● **WORK REQUIRED**:
All lines from the one holding "- **SQLAlchemy Version**: 2.0.46" down to the last line of the entries are to be reproduced exactly, with no other lines.

● **SUPPLIED DATA**:
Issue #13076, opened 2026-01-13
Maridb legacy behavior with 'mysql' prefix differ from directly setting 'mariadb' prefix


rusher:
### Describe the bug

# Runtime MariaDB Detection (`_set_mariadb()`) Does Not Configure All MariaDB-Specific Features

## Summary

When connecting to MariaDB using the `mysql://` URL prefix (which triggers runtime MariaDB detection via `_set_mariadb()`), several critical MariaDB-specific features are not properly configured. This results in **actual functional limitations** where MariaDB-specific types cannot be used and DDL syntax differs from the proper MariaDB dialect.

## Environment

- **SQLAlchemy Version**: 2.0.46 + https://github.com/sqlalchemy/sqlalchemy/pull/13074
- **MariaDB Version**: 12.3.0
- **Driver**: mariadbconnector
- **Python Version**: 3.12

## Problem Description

● **ANSWER TO THIS PROBLEM**:
- **SQLAlchemy Version**: 2.0.46 + https://github.com/sqlalchemy/sqlalchemy/pull/13074
- **MariaDB Version**: 12.3.0
- **Driver**: mariadbconnector
- **Python Version**: 3.12

## Problem Description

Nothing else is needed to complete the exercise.